PR #1085, opened 2022-11-02
refactor: custom urls

plmercereau:
Adjustments to @nunopato's [PR](https://github.com/nhost/nhost/pull/1051):
- split between 
  - unit tests `pnpm run test` that can run standalone
  - e2e test `pnpm run e2e` that run against a local Nhost project from the CLI
- simplify `createAuthClient -> createHasuraAuthClient -> new HasuraAuthClient` to `createAuthClient -> new HasuraAuthClient`
- allow and test `http[s]://` in subdomain
- use regex groups to increase readability


packages/nhost-js/tests/nhost.test.ts
```diff
@@ -1,5 +1,5 @@
 import { vi } from 'vitest'
```
nunopato, line 1: @plmercereau is there a reason why you are moving this outside of `clients`?

nunopato (approved):
left a small comment, but lgtm. I can always change that back in my PR.

packages/nhost-js/tests/nhost.test.ts
plmercereau: yes,
everything in `tests` is related to unit tests. They don't run tests against a real backend such as the ones put in the `e2e` folder. In our unit tests, we are checking the instantiation of the backend url(s) of Nhost client, but not its effective functioning.
The `nhost.graphql` client is tested against a Nhost CLI backend in the `e2e` part, and parts (auth & storage) are tested in their respective packages.

In our CI, all the unit tests are run together using turborepo with `pnpm run test`, whereas `e2e` each require the CLI to start, with a possible custom configuration defined in `package/x/nhost`. They cannot be run in parallel in the same machine (In GitHub actions, they are run in parallel on separate machines).

PR #1086, opened 2022-11-02
chore: upgrade msw

plmercereau:
MSW recommends to listen/close server in the `beforeAll`/`afterAll` hooks, but it is not working when upgrading to the latest version.

### DIFF
--- a/packages/core/package.json
+++ b/packages/core/package.json
@@ -66,6 +66,6 @@
   "devDependencies": {
     "@simplewebauthn/typescript-types": "^6.0.0",
     "@types/js-cookie": "^3.0.2",
-    "msw": "^0.39.2"
+    "msw": "^0.47.4"
   }
 }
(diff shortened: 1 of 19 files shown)


szilarddoro:
What do you mean it's not working?

plmercereau:
from the `main` branch:
```sh
cd packages/core
pnpm update msw@latest
pnpm run test
```

szilarddoro:
This only occurs in test files where multiple `describe` blocks are defined, so my guess is that vitest tries to run these in parallel and the server can't be opened for some reason.

```ts
describe('...', () => {
  beforeAll(() => server.listen({ onUnhandledRequest: 'error' }))
  afterAll(() => server.close())

  // ...
})
```

Moving the following code from the describe block in `refreshToken.test.ts` and `enableMfa.test.ts` seems to resolve the issue:

```ts
beforeAll(() => server.listen({ onUnhandledRequest: 'error' }))
afterAll(() => server.close())

// first
describe('...', () => { ... })

// second
describe('...', () => { ... })

// ...

// nth
describe('...', () => { ... })
```

szilarddoro (approved):

PR #3954, opened 2026-02-24
fix(dashboard): clear query cache on project switch

### LINKED ISSUE #3891: dashboard: query cache doesn't revalidate when navigating to a different project
**Describe the bug**
If you navigate from one project to another in your navigation tree, sometimes you can still see the data from the previous project instead of the project you've just selected. 
This happens to the sidebar with table names in database view, storage view and logs inside events' view.

**To Reproduce**
Example (database view)
1. Go to Database in a project A
2. Click on a project A's table in the sidebar
3. Now Go to Database in project B
4. You see project A's tables in the sidebar, even though you're on project B's database page (refreshing the page solves it)

**To Solve**
Make sure we add `project.subdomain` to queryKey, so that when we switch to a different project the information in the query client's cache is invalidated and we trigger network requests to refresh the data accordingly.

**Expected behavior**
Query client's cache should be invalidated when switching projects

dbm03:
Resolves #3891

### Checklist

- [X] No breaking changes
- [X] Tests pass

### **PR Type**
Bug fix

___

### **Description**
- Clear the TanStack Query cache when the user navigates between projects so stale data from the previous project does not leak into the new project view.
- Use the existing `usePreviousData` hook to detect when `appSubdomain` changes and call `queryClient.clear()` only on actual project switches — not on initial render.
- Add two new test cases verifying cache-clearing behavior: one asserting the cache is **not** cleared on initial render, and another asserting it **is** cleared when switching projects.

___

### Diagram Walkthrough

```mermaid
flowchart LR
  A["Router (appSubdomain change)"] --> B["usePreviousData hook"]
  B --> C{"previousAppSubdomain !== appSubdomain\n&& previousAppSubdomain !== undefined?"}
  C -- Yes --> D["queryClient.clear()"]
  C -- No --> E["No-op"]
```

<tr><td><strong>Core logic</strong></td><td><details><summary>1 file</summary><table>
<tr>
  <td><strong>ProjectViewWithState.tsx</strong><dd><code>Add useEffect that clears query cache when appSubdomain changes between projects</code></dd></td>
  <td><a href="https://github.com/nhost/nhost/pull/3954/files#diff-552483dc05a5828b39b1f92f1c4b72977d7916055f6e185c88b029ea7240ff7c">+15/-1</a></td>
</tr>
</table></details></td></tr>
<tr><td><strong>Tests</strong></td><td><details><summary>1 file</summary><table>
<tr>
  <td><strong>ProjectViewWithState.test.tsx</strong><dd><code>Add tests for cache-clearing on project switch and no-op on initial render; parameterize router helper</code></dd></td>
  <td><a href="https://github.com/nhost/nhost/pull/3954/files#diff-2fe1035846f048d8d1063c2b894047f7b596fe7e164990c477f0ab94522a78ca">+43/-6</a></td>
</tr>
</table></details></td></tr>
</tbody></table>

</details>

___

### DIFF
--- a/dashboard/src/features/orgs/layout/OrgLayout/ProjectLayoutContent.test.tsx
+++ b/dashboard/src/features/orgs/layout/OrgLayout/ProjectLayoutContent.test.tsx
@@ -13,7 +13,6 @@ import {
   screen,
   waitFor,
 } from '@/tests/testUtils';
-import { ApplicationStatus } from '@/types/application';
 import ProjectLayoutContent from './ProjectLayoutContent';
 
 const mocks = vi.hoisted(() => ({
@@ -35,23 +34,19 @@ function TestComponent() {
 
 const server = setupServer(tokenQuery, getProjectStateQuery());
 
-const getUseRouterObject = ({
-  route = '/orgs/[orgSlug]/projects/[appSubdomain]',
-  appSubdomain = 'test-project',
-}: {
-  route?: string;
-  appSubdomain?: string;
-} = {}) => ({
+const getUseRouterObject = (
+  route: string = '/orgs/[orgSlug]/projects/[appSubdomain]',
+) => ({
   basePath: '',
-  pathname: `/orgs/xyz/projects/${appSubdomain}`,
+  pathname: '/orgs/xyz/projects/test-project',
   route,
-  asPath: `/orgs/xyz/projects/${appSubdomain}`,
+  asPath: '/orgs/xyz/projects/test-project',
   isLocaleDomain: false,
   isReady: true,
   isPreview: false,
   query: {
     orgSlug: 'xyz',
-    appSubdomain,
+    appSubdomain: 'test-project',
   },
   push: mocks.push,
   replace: vi.fn(),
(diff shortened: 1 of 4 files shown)


dbm03:
> Not sure if this is the best solution. Keys for caching should be unique to the project. But should be okay for now.

Thank you. I thought about it and yeah, the best would be to prepend `'<appSubdomain>'` to every query. However, that would only save requests if we switch projects back and forth on the same tab, and it's also a more tedious solution.

I thought about adding a wrapper of useQuery, called something like useProjectQuery: this would handle the prepend of appSubdomain.

But yeah, this PR with a small change fixes this for now

robertkasza:
> However, that would only save requests if we switch projects back and forth on the same tab

I am not sure I understand what you mean by this.

dbm03:
> I am not sure I understand what you mean by this.

If we added the subdomain to the queryKey, we wouldn't have to fetch requests again when we switch projects. We could re-use the query cache that we had.
E.g.:
1. You're on project A and you've loaded `"<projectASubdomain>.default.public.users"`. 
2. You navigate to project B and you load `"<projectBSubdomain>.default.public.users"`. 
3. Then, when you navigate back to project A, you haven't lost the cache from project A and you don't have to re-fetch the data again (as long as it's not over the stale time)

Thus, that'd only save network requests when you switch projects. If you stay on the same project you wouldn't notice a difference

robertkasza (approved):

----------

Problem requirements = Show each line in the listing above that has "between".

Response to the task =
- split between 
- Clear the TanStack Query cache when the user navigates between projects so stale data from the previous project does not leak into the new project view.
  <td><strong>ProjectViewWithState.tsx</strong><dd><code>Add useEffect that clears query cache when appSubdomain changes between projects</code></dd></td>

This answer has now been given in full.